在表中查找相似的数字模式 [英] Finding similar number patterns in table
问题描述
好的,假设我们有members
表.假设有一个名为about_member
的字段.每个人都会有这样的字符串1-1-2-1-2
.假设member_1拥有此字符串1-1-2-2-1
,并且他搜索谁拥有相似的字符串或尽可能相似的字符串.例如,如果member_2的字符串为1-1-2-2-1
,则将100%匹配,但是如果member_3的字符串为2-1-1-2-1
,则将为60%匹配.而且必须按匹配百分比排序.使用MYSQL和PHP的最佳方法是什么?真的很难解释我的意思,但也许您明白了,如果没有,问我.谢谢.
Ok, let's suppose we have members
table. There is a field called, let's say, about_member
. There will be a string like this 1-1-2-1-2
for everybody. Let's suppose member_1 has this string 1-1-2-2-1
and he searches who has the similar string or as much similar as possible. For example if member_2 has string 1-1-2-2-1
it will be 100% match, but if member_3 has string like this 2-1-1-2-1
it will be 60% match. And it has to be ordered by match percent. What is the most optimal way to do it with MYSQL and PHP? It's really hard to explain what I mean, but maybe you got it, if not, ask me. Thanks.

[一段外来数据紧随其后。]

PR #1051, opened 2026-04-15
feat(http): add per-session rate limiting via MCP middleware

### LINKED ISSUE #1050: Add per-session rate limiting for HTTP/SSE transport
When deployed remotely (HTTP/SSE), the server has no request rate limiting at the MCP protocol level, leaving it exposed to request floods from individual clients.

请给我一些没有Levenshtein方法的想法.该答案将得到赏金.谢谢. (我们将在有机会时宣布赏金)
推荐答案
Jawa最初发布了这个想法;这是我的尝试.
Jawa posted this idea originally; here is my attempt.
^
是XOR函数.它逐位比较2个二进制数,如果两位相同则返回0,否则返回1.
^
is the XOR function. It compares 2 binary numbers bit-by-bit and returns 0 if both bits are the same, and 1 otherwise.
0 1 0 0 0 1 0 1 0 1 1 1 (number 1)
^ 0 1 1 1 0 1 0 1 1 0 1 1 (number 2)
= 0 0 1 1 0 0 0 0 1 1 0 0 (result)
这如何解决您的问题:
// In binary...
1111 ^ 0111 = 1000 // (1 bit out of 4 didn't match: 75% match)

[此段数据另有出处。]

PR #1052, opened 2026-04-15
fix(evals): Replace unmaintained bitnami helm charts

matzew:
* Remove use different chart than outdated bitnami
* remove the redundant llmJudge, since we already use extension for checks


Cali0707 (approved):
LGTM

I noticed that we don't have a helm config for the evals in actions, will open a PR to add that: https://github.com/containers/kubernetes-mcp-server/blob/c9b074eb834b2b9bc61d333ce941ee8f137171ef/.github/workflows/mcpchecker.yaml#L21-L25

Running locally, this seems to work

PR #1059, opened 2026-04-16
feat(helm-charts): add Gateway API HTTPRoute support

muroed:
Add an optional gateway.networking.k8s.io/v1 HTTPRoute with values-driven parentRefs, hostnames, and rules; the chart injects Service backendRefs. Extend helm-validate with CI values and document usage in the chart README.


manusa (approved):
LGTM, thx!

PR #1060, opened 2026-04-16
fix(pods): resolve default container for multi-container pods (KEP-2227)

### LINKED ISSUE #1000: pods_log: support kubectl.kubernetes.io/default-container annotation for multi-container pods

matzew:
`pods_log` fails on multi-container pods when no container parameter is provided because it passes an empty string to the Kubernetes API. `pods_exec` had a partial fix (falling back to the first container) but did not honor the `kubectl.kubernetes.io/default-container` annotation.

Add a resolveContainer helper implementing the KEP-2227 resolution order:
* explicit param → single container → annotation → first container.  

Both `PodsLog` and `PodsExec` now use this shared logic.

Fixes #1000

### DIFF
--- a/pkg/kubernetes/pods.go
+++ b/pkg/kubernetes/pods.go
@@ -27,6 +27,34 @@ import (
 // DefaultTailLines is the default number of lines to retrieve from the end of the logs
 const DefaultTailLines = int64(100)
 
+// DefaultContainerAnnotation is the annotation key used by kubectl to specify the default container
+// for operations like logs and exec in multi-container pods (KEP-2227).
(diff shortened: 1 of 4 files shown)


manusa (approved):
LGTM, thx!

1111 ^ 0000 = 1111 // (4 bits out of 4 didn't match: 0% match)
// The same examples, except now in decimal...
15 ^ 7 = 8 (1000 in binary) // (1 bit out of 4 didn't match: 75% match)
15 ^ 0 = 15 (1111 in binary) // (4 bits out of 4 didn't match: 0% match)
我们如何在MySQL中计算这些位数:
How we can count these bits in MySQL:
BIT_COUNT(b'0111') = 3 // Bit count of binary '0111'
BIT_COUNT(7) = 3 // Bit count of decimal 7 (= 0111 in binary)
BIT_COUNT(b'1111' ^ b'0111') = 1 // (1 bit out of 4 didn't match: 75% match)
因此要获得相似性 ...
// First we focus on calculating mismatch.
(BIT_COUNT(b'1111' ^ b'0111') / YOUR_TOTAL_BITS) = 0.25 (25% mismatch)
(BIT_COUNT(b'1111' ^ b'1111') / YOUR_TOTAL_BITS) = 0 (0% mismatch; 100% match)
// Now, getting the proportion of matched bits is easy
1 - (BIT_COUNT(b'1111' ^ b'0111') / YOUR_TOTAL_BITS) = 0.75 (75% match)
1 - (BIT_COUNT(b'1111' ^ b'1111') / YOUR_TOTAL_BITS) = 1.00 (100% match)
如果我们仅使您的about_member
字段将数据存储为位(并由整数表示),那么我们可以轻松地完成所有这些操作!代替1-2-1-1-1
,使用0-1-0-0-0
,但不要使用破折号.
If we could just make your about_member
field store data as bits (and be represented by an integer), we could do all of this easily! Instead of 1-2-1-1-1
, use 0-1-0-0-0
, but without the dashes.
以下是PHP可以如何帮助我们的信息:
Here's how PHP can help us:
bindec('01000') == 8;
bindec('00001') == 1;
decbin(8) == '01000';
decbin(1) == '00001';
最后,这是实现:
// Setting a member's about_member property...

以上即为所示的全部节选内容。